Directions for this task:
Which lines of the entries contain the string "agent"? Please find them and copy them.

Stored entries

= Beginning of Section =

PR #954, opened 2022-11-09
Get bison package from team vendor repo

sophieyfang:
## Description
15.1 and 15.2 needs bison > 3.4 < 3.8. The public suse repo kept getting wiped out. Thus we will hold the pkg ourselves.

## Related issue
b/256835289

## How has this been tested?
Create a new sles 15.1 then add repo then install bison(b/256835289#comment8)

## Checklist:
- Unit tests
- Integration tests
- Documentation
- Minor version bump

### DIFF
--- a/Dockerfile
+++ b/Dockerfile
@@ -231,8 +231,8 @@ enabled=1
 autorefresh=0
 repo_gpgcheck=0
 gpgcheck=0
-EOF && \
-    zypper addrepo agent-vendor.repo && \
+EOF
+RUN set -x; zypper addrepo agent-vendor.repo && \
     zypper -n --gpg-auto-import-keys refresh && \
     zypper -n update && \
     zypper -n install bison>3.4 && \
--- a/Dockerfile
+++ b/Dockerfile
@@ -223,7 +223,16 @@ FROM opensuse/leap:15.1 AS sles15-build
 
 RUN set -x; zypper -n install git systemd autoconf automake flex libtool libcurl-devel libopenssl-devel libyajl-devel gcc gcc-c++ zlib-devel rpm-build expect cmake systemd-devel systemd-rpm-macros java-11-openjdk-devel unzip zip && \
     # Add home:d4vid:co22 repo to install >3.4 bison
-    zypper addrepo https://packages.cloud.google.com/yum/repos/google-cloud-monitoring-sles15-x86_64-test-20221109-1 && \
+    cat > agent-vendor.repo << EOF
+[google-cloud-monitoring-sles15-x86_64-test]
+name=google-cloud-monitoring-sles15-x86_64-test
+baseurl=https://packages.cloud.google.com/yum/repos/google-cloud-monitoring-sles15-x86_64-test-20221109-1
+enabled=1
+autorefresh=0
+repo_gpgcheck=0
+gpgcheck=0
+EOF && \
+    zypper addrepo agent-vendor.repo && \
     zypper -n --gpg-auto-import-keys refresh && \
     zypper -n update && \
     zypper -n install bison>3.4 && \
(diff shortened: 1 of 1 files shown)


Dockerfile
```diff
@@ -219,11 +219,18 @@ COPY . /work
...
-FROM opensuse/leap:15.3 AS sles15-build
-
-RUN set -x; zypper -n install git systemd autoconf automake flex libtool libcurl-devel libopenssl-devel libyajl-devel gcc gcc-c++ zlib-devel rpm-build expect cmake systemd-devel systemd-rpm-macros java-11-openjdk-devel unzip zip && \
-    # Add home:d4vid:co22 repo to install >3.4 bison
-    zypper addrepo https://download.opensuse.org/repositories/home:/d4vid:/co22/15.3/home:d4vid:co22.repo && \
+FROM opensuse/leap:15.1 AS sles15-build
+SHELL ["/bin/bash", "-c"]
+RUN set -x; zypper -n install git systemd autoconf automake flex libtool libcurl-devel libopenssl-devel libyajl-devel gcc gcc-c++ zlib-devel rpm-build expect cmake systemd-devel systemd-rpm-macros java-11-openjdk-devel unzip zip
+# Add agent-vendor.repo to install >3.4 bison
+RUN echo $'[google-cloud-monitoring-sles15-x86_64-test] \n\
```
jefferbrecht, line 226: Can we host this repo file somewhere on Google's side as well? Not a blocker, just curious.

Dockerfile
```diff
@@ -219,11 +219,18 @@ COPY . /work
 WORKDIR /work
 RUN ./pkg/rpm/build.sh
 
-FROM opensuse/leap:15.3 AS sles15-build
-
-RUN set -x; zypper -n install git systemd autoconf automake flex libtool libcurl-devel libopenssl-devel libyajl-devel gcc gcc-c++ zlib-devel rpm-build expect cmake systemd-devel systemd-rpm-macros java-11-openjdk-devel unzip zip && \
-    # Add home:d4vid:co22 repo to install >3.4 bison
-    zypper addrepo https://download.opensuse.org/repositories/home:/d4vid:/co22/15.3/home:d4vid:co22.repo && \
+FROM opensuse/leap:15.1 AS sles15-build
+SHELL ["/bin/bash", "-c"]
```
jefferbrecht, line 223: Why do we need bash?

Dockerfile
```diff
@@ -219,11 +219,18 @@ COPY . /work
...
+# Add agent-vendor.repo to install >3.4 bison
+RUN echo $'[google-cloud-monitoring-sles15-x86_64-test] \n\
+name=google-cloud-monitoring-sles15-x86_64-test \n\
+baseurl=https://packages.cloud.google.com/yum/repos/google-cloud-monitoring-sles15-x86_64-test-20221109-1 \n\
+enabled         = 1 \n\
+autorefresh     = 0 \n\
+repo_gpgcheck   = 0 \n\
+gpgcheck        = 0' > agent-vendor.repo
+RUN set -x; zypper addrepo agent-vendor.repo && \
     zypper -n --gpg-auto-import-keys refresh && \
```
jefferbrecht, line 234: Do we still need this if `gpgcheck` is disabled in our repo?

Dockerfile
sophieyfang: docker by default why not specified, it uses `/bin/sh`. I got the solution from https://stackoverflow.com/a/33439625/8514230 which uses `/bin/bash`

Dockerfile
sophieyfang: Rapture repo is google-owned and also public. Though it will soon be deprecated.

jefferbrecht: Sorry I meant just the text that we're echoing to `agent-vendor.repo`, rather than the package repo itself. If we host `agent-vendor.repo` then we don't have to echo to the file locally.

Dockerfile
jefferbrecht: This should be doable on `/bin/sh`, e.g. https://stackoverflow.com/a/59245613/1188632

Dockerfile
sophieyfang: Creating any file under /etc/yum.repo.d will need extra permission and steps. I found it easy to do it this way.

Dockerfile
sophieyfang: Not sure, i haven't tried that yet.

jefferbrecht (approved):
LGTM, my comments are minor and can be addressed in a later cleanup if warranted. @sophieyfang could you update the branch to the latest master? After it passes I think we can merge this.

= End of Section =

Answer to this task:
-    zypper addrepo agent-vendor.repo && \
+RUN set -x; zypper addrepo agent-vendor.repo && \
+    cat > agent-vendor.repo << EOF
+    zypper addrepo agent-vendor.repo && \
+# Add agent-vendor.repo to install >3.4 bison
+# Add agent-vendor.repo to install >3.4 bison
+gpgcheck        = 0' > agent-vendor.repo
+RUN set -x; zypper addrepo agent-vendor.repo && \
jefferbrecht: Sorry I meant just the text that we're echoing to `agent-vendor.repo`, rather than the package repo itself. If we host `agent-vendor.repo` then we don't have to echo to the file locally.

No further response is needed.